The obligatory resolutions post…

Wow, fourteen  days into the new year already and I haven’t even mentioned resolutions yet! That must be some kind of record!  But, of course, I do have some. I wouldn’t be me if I didn’t make some kind of resolution for the new year! And obviously they can’t possibly be official until the whole world knows about them. Or at least that part of the world that reads my blog…
After years and years of setting myself vague and probably not even achieveable goals (“be a better girlfriend”, “learn social competence”), this time I decided to go with things that I might actually be able to stick with. So here goes:

  1. Eat more healthily! This doesn’t mean giving up chocolate and cheese (mmmm, cheese!) and all the other yummy yet fattening stuff that I love. But I do want to make an effort to cook us healthier meals… ones that contain actual *gasp* vegetables. (To be fair, I’m not actually that bad to start with, but I do want to start making more meals in which vegetables are the main component rather than an afterthought). I’ve already got off to a good start on this one, as our meal of “vegetable ratatouille” from the other day will testify. Mmm, doesn’t it look delicious! And it was, believe me. I’ve got a whole load of other healthy recipes to try out as well. Last nights effort was roasted aubergine – basically aubergine stuffed using the bits of itself that I chopped out of the middle and yellow peppers with chunks of (low fat) goat’s cheese sprinkled over it. Sorry, no pictures of that one!

    Vegetable ratatouille
  2. Think before I speak! A large proportion of my problems come from me opening my mouth without engaging my brain first. Whether it’s an argument with my boyfriend, a sarcastic comment that came out sounding really, really bad (entirely unintentional!) or another instance of me interrupting someone without even realising… if I could just control my impulse to just say whatever pops into my head immediately many things would be so much simpler.
  3. Improve my translation style. I am a pretty good translator (even if I say it myself). My texts are generally correctly translated and read pretty well. But I quite often receive corrected texts back from my proofreaders in which most of what’s been corrected isn’t actual mistakes, but matters of style (using a different, nice sounding word, phrasing a sentence slightly differently…), and I have to admit most of the time their version really does sound a thousand times better. My goal for this year is to get at least one person to comment on how well one of my texts read, rather than just saying it was “fine”.
  4. Visit my friend in the Netherlands! I’ve been meaning to go and see her since she moved there 3 years ago, and now she’s planning on relocating to the USA I really need to get my act together and go see her! (I’ve actually started arranging this one as well. We’ll probably be going there in February, so I can use up my remaining holiday from last year before it gets taken off me).
  5. Keep up with my blog.

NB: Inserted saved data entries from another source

PR #61, opened 2024-12-11
chore(deps): Update the version of multiple dependencies.

jairaws:
We have multiple dependencies that need to be updated.

Update the version of all the relevant dependencies.

Dependencies up to date.

Submitted job and verified that succeeded.

N/A.

No
----

Screenshot 2024-12-11 at 2 26 06 PM

### DIFF
--- a/requirements-testing.txt
+++ b/requirements-testing.txt
@@ -5,6 +5,6 @@ mypy == 1.*
 pytest == 8.*
 pytest-cov == 5.*
 pytest-xdist == 3.*
-ruff == 0.6.*
+ruff == 0.7.*
 twine == 5.*
 types-pyyaml == 6.*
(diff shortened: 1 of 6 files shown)


requirements-testing.txt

I went through several periods of not blogging last year, mostly because I was busy actually having a life. Unfortunately this means I have no record whatsoever of some of the things I did last year. Obviously I still remember doing them (for now!), but I do like to have a written record that I can look back over occasionally. This year I really must try harder with that!

And that shall do. Five resolutions is enough for one year, don’t you think?

So this is the New Year…

We got back from Italy on Sunday and yesterday I was back at work. A little disconcerting going straight from being on holiday back to real life, but it was ok. And tomorrow I’m off again because it’s Three Wise King’s Day (or Epiphany as we English speakers tend to call it) which is a holiday here in Baden-Württemberg.

I actually have pretty high hopes for 2010. I wasn’t dreading going back to work yesterday (which, as some of you will know, is a definite improvement over this time last year) and I’m quietly optimistic that I’ll still have a job once my probation period is over – unless of course I’ve just jinxed myself by mentioning it on my blog. As for other aspects of my life… well, I have plans, but nothing really concrete to tell you yet so we’ll just have to wait and see. I have a notion that things may be looking up though.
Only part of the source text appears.